What opportunities could the EU's multiannual budget open for Ukraine?
Budget battles around the European Union’s new multiannual financial framework are intensifying.
New geopolitical challenges and the prospect of admitting new members create additional opportunities for candidate countries. At the same time, delays, and in some cases even regression, in reforms work against them.
Read more about what financial support Ukraine and other candidate countries may be able to claim from the European Union in the article by Anton Alimov of the New Europe Center: The EU budget at the starting line: how Ukraine can secure more funds in the new EU financial cycle.
There is growing recognition inside the European Union that significant changes are needed to respond to new challenges.
This shift is already reflected in the draft of the new Multiannual Financial Framework (MFF) for 2028-2034. Overall, the initial budget proposal can be described as an attempt to adapt to the new geopolitical realities on the continent.
This opens new opportunities, particularly for strengthening foreign policy, establishing a joint defence system and boosting competitiveness.
The greatest increase is planned for programmes related to competitiveness.

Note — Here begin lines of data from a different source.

PR #72, opened 2020-08-16
#101 Ensure proper handling of empty DeleteElementOperation

tortmayr:
Log a warning instead of throwing an exception if no elementIds are specified for an DeleteElementAction.
Throwing an exception here will break the command stack. In addition, it's not necessary because technically an empty DeleteElementOperation is still valid (and simply does not affect the model at all)

Fixes eclipse-glsp/glsp/issues/101


martin-fleck-at (approved):
Wonderful technicalities but I agree that an exception is a bit harsh, so logging a warning is more than enough, thank you for finding and fixing this!

PR #73, opened 2020-08-24
 #96 #94 Cleanup and refactor client-server communication

tortmayr:
- Refactor client-server communication into a base protocol and a jsonrpc specific implementation (#94)
- Cleanup protocol and implement (previously unused) shutdown method
- Add ClientSessionManager to track lifecycle of GLSP client connections (#96)
- Add listener-mechanism to react to lifecycle changes (used in 
DefaultModelStateProvider)
- Remove (now obsolete) GLSPClientProxyProvider
- Fix wrong version of guava in org.eclipse.glsp.graph pom.xml
- Add unique applicationId to InitializeParameters

Part of:
- eclipse-glsp/glsp/issues/94
- eclipse-glsp/glsp/issues/96


tortmayr:
@CamilleLetavernier Could you have a look at the ?ClientSessionMananger`? Does it provide everything you need in terms of lifecycle managment?

plugins/org.eclipse.glsp.api/src/org/eclipse/glsp/api/protocol/ClientSessionManager.java
```diff
@@ -0,0 +1,35 @@
...
+
+   boolean disposeClientSession(String clientId);
+
+   boolean disconnectClient(GLSPClient client);
+
+   boolean addListener(ClientSessionListener listener);
+
+   boolean removeListener(ClientSessionListener listener);
+
+   Optional<GLSPClient> resolve(String clientId);
```
CamilleLetavernier, line 34: Is this reliable? If I understand correctly, 1 GLSPClient corresponds to one "tab" in a browser, and 1 client ID corresponds to one "Widget" in a tab. So if we have 2 different GLSPClients, they may use the same clientId (Typically, xxx-diagram_0_widget). Since (AFAIU) the ClientSessionManager is shared across multiple modules, we can't assume that clientId will be unique ids (They are only unique for 1 GLSPClient / injection Module)

plugins/org.eclipse.glsp.server/src/org/eclipse/glsp/server/jsonrpc/DefaultClientSessionManager.java
```diff
@@ -0,0 +1,101 @@
...
+
+import org.eclipse.glsp.api.protocol.ClientSessionListener;
+import org.eclipse.glsp.api.protocol.ClientSessionManager;
+import org.eclipse.glsp.api.protocol.GLSPClient;
+
+public final class DefaultClientSessionManager implements ClientSessionManager {
+
+   private final Set<GLSPClient> clients = new HashSet<>();
+   private final Set<ClientSessionListener> listeners = new LinkedHashSet<>();
+   private final Map<String, GLSPClient> clientSessions = new HashMap<>();
```
CamilleLetavernier, line 35: I think this doesn't work with the way clientIds are currently generated

CamilleLetavernier (commented):
The ClientSessionMananger seems to provide everything we need; however I have some concerns about the clientId/GLSPClient mapping (See comments in line)

plugins/org.eclipse.glsp.server/src/org/eclipse/glsp/server/jsonrpc/DefaultClientSessionManager.java
tortmayr: Works because I adapted the way that clientIds are generated. They are now unique for each actual client/application

plugins/org.eclipse.glsp.api/src/org/eclipse/glsp/api/protocol/ClientSessionManager.java
CamilleLetavernier: Ah, great! Then it looks good to me :)

CamilleLetavernier (approved):
I didn't test the changes; but the ClientSessionManager API looks good to me. I'll have to test that in real application to see if notifications are properly sent in all cases (Especially, I didn't see how/if the server can trigger disconnectClient when the connection is lost. I'm not sure that's even desired; e.g. if the client can reconnect using the same app/client Id without reloading the tab)

planger (approved):
Great work, thanks a lot!
I've appended a few minor changes in a separate commit for your review. Other than that, this looks great!
Just a general remark regarding copyrights, please keep the original where applicable but just update the year (e.g. original 2019 --> now 2019 - 2020).

plugins/org.eclipse.glsp.api/src/org/eclipse/glsp/api/action/kind/DisposeClientAction.java
```diff
@@ -1,5 +1,5 @@
-/*******************************************************************************
- * Copyright (c) 2019 EclipseSource and others.
+/********************************************************************************
+ * Copyright (c) 2020 EclipseSource and others.
```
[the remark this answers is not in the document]
tortmayr: In general you are right. But you picked a bad example. The DisposeClientAction was introduced with this commit so the copyright year should be 2020. This is displayed weirdly because Github is diffing GLSPClientAware <-> DisposeClientAction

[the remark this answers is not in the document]
tortmayr: I did not touch any existing copyright headers in this PR

PR #74, opened 2020-08-26
#97 ActionDispatcher should process all messages in the same thread

CamilleLetavernier:
- Refactor the ActionDispatcher to use an actions queue. Update the API to return CompletableFutures, as the method is now asynchronous.
- Expose the GLSPClient through the injector (Delegating to the GLSPServer)
- Fix some concurrent modification exceptions in DefaultClientSessionManager

fixes eclipse-glsp/glsp/issues/97

### DIFF
--- a/plugins/org.eclipse.glsp.server/src/org/eclipse/glsp/server/action/DefaultActionDispatcher.java
+++ b/plugins/org.eclipse.glsp.server/src/org/eclipse/glsp/server/action/DefaultActionDispatcher.java
@@ -56,27 +56,27 @@ public class DefaultActionDispatcher implements ActionDispatcher, ClientSessionL
    private static final AtomicInteger COUNT = new AtomicInteger(0);
 
    @Inject
-   private ActionHandlerRegistry actionHandlerRegistry;
+   protected ActionHandlerRegistry actionHandlerRegistry;
 
    @Inject
-   private ModelStateProvider modelStateProvider;
+   protected ModelStateProvider modelStateProvider;
 
    private final ClientSessionManager clientSessionManager;
 
-   private final String name;
+   protected final String name;
 
-   private final Thread thread;
+   protected final Thread thread;
 
-   private final BlockingQueue<ActionMessage> actionsQueue = new ArrayBlockingQueue<>(100, true);
+   protected final BlockingQueue<ActionMessage> actionsQueue = new ArrayBlockingQueue<>(100, true);
 
    // Results will be placed in the map when the action dispatcher receives a new message (From arbitrary threads),
    // and will be removed from the dispatcher's thread.
-   private final Map<ActionMessage, CompletableFuture<Void>> results = Collections.synchronizedMap(new HashMap<>());
+   protected final Map<ActionMessage, CompletableFuture<Void>> results = Collections.synchronizedMap(new HashMap<>());
 
    // Use a provider, as the GLSPClient is probably not created yet. We won't receive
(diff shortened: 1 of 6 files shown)


CamilleLetavernier:
Note: since the dispatch methods are now asynchronous, existing clients using try-catch around the dispatch methods need to replace with:
```java
actionDispatcher.dispatch(...).exceptionally(ex => {
   // Handle exception
   return null;
});
```

See the changes in DefaultGLSPServer for an example

plugins/org.eclipse.glsp.server/src/org/eclipse/glsp/server/jsonrpc/DefaultGLSPServer.java
```diff
@@ -99,24 +99,37 @@ public void connect(final GLSPJsonrpcClient clientProxy) {
    public void process(final ActionMessage message) {
       log.debug("process " + message);
       String clientId = message.getClientId();
+
+      Function<Throwable, Void> errorHandler = ex -> {
```
tortmayr, line 103: Please extract into dedicated method that provides the errorHandler. This way subclasses can easily use a customized errorHandler

plugins/org.eclipse.glsp.server/src/org/eclipse/glsp/server/action/DefaultActionDispatcher.java
```diff
@@ -15,44 +15,198 @@
...
+      return dispatch(new ActionMessage(clientId, action));
+   }
+
+   @Override
+   public CompletableFuture<Void> dispatch(final ActionMessage message) {
+      if (message == null) {
+         String errorMsg = String.format("Received a null message in DefaultActionDispatcher: %s", name);
+         throw new IllegalArgumentException(errorMsg);
+      }
+      final CompletableFuture<Void> result = results.putIfAbsent(message, new CompletableFuture<Void>());
```
tortmayr, line 103: This causes  NullPointerExceptions. Result is null,if there was no previous mapping for the given key and is returned instead of valid CompletableFuture<void>. Maybe use computeIfAbsent instead

plugins/org.eclipse.glsp.server/src/org/eclipse/glsp/server/action/DefaultActionDispatcher.java
```diff
@@ -15,44 +15,198 @@
...
+ * </p>
+ */
+public class DefaultActionDispatcher implements ActionDispatcher, ClientSessionListener {
 
+   private static final Logger LOG = Logger.getLogger(DefaultActionDispatcher.class);
+
+   private static final AtomicInteger COUNT = new AtomicInteger(0);
+
+   @Inject
+   private ActionHandlerRegistry actionHandlerRegistry;
```
tortmayr, line 59: Please use protected instead of private for properties and methods that will potentially be used/customized by subclasses.

tortmayr (changes requested):
Thanks! Change looks good to me in general and a thread-safe Actiondispatcher is a great addition to GLSP.

I  raised two minor issues as inline comments. Other than that, everything is fine.
Just a general remark: If possible, please use protected instead of private for properties and methods. This increases extensibility and re-usability of the base framework components.

CamilleLetavernier:
Thanks for the review, Tobias! I've pushed one more commit

tortmayr (approved):
Thanks! LGTM :+1:

PR #75, opened 2020-08-27
#96 Introduce InitializeClientSessionAction

tortmayr:
Also: 
- Use new clientProxy provider instead of deriving the proxy from the client id.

According to the European Commission, funding for such programmes will grow by €178 billion. This includes areas linked to technological progress, innovation and the development of security and defence.
For Ukraine, this increase could theoretically mean stronger long-term security and defence cooperation, since funding for joint defence initiatives will come from the European Competitiveness Fund (ECF).
Another important change for Ukraine and other candidate countries is the strengthening of programmes related to enlargement and foreign policy.
The Global Europe programme, responsible for foreign policy, international cooperation, and development, will triple, reaching €215 billion. The programme includes funding for candidate countries, including support for completing the reforms and transformations required for EU membership.
A separate element for Ukraine is the continuation of the Ukraine Facility (€50 billion for 2024-2027), through the creation of a Ukraine Reserve. The European Commission proposes allocating an additional €100 billion under The Ukraine Reserve.
The Ukraine Reserve should be viewed as an instrument designed to cover Ukraine’s urgent budgetary needs.
The proposed amount would provide significant macro-financial assistance tied to clear results and reforms.
Reforms are non-negotiable, but EU history offers examples of candidate countries successfully defending their interests and securing better outcomes.
For example, Croatia’s transformation of its pre-accession funds into full-fledged programmes after joining allowed it to continue and even increase its funding from €94 million to €150 million.
Ukraine could take this example into account and apply it to the Ukraine Reserve if the accession process moves quickly.
Despite increased spending in areas that point to the EU’s growing geopolitical role, the EU budget remains focused on the Union’s own interests.
Even so, there is considerable scepticism about approving the financial framework in its current form.
This means the MFF proposal and its priorities may become even more diluted during further negotiations. Such widespread scepticism within the EU about the draft budget threatens the likelihood of its ultimate approval.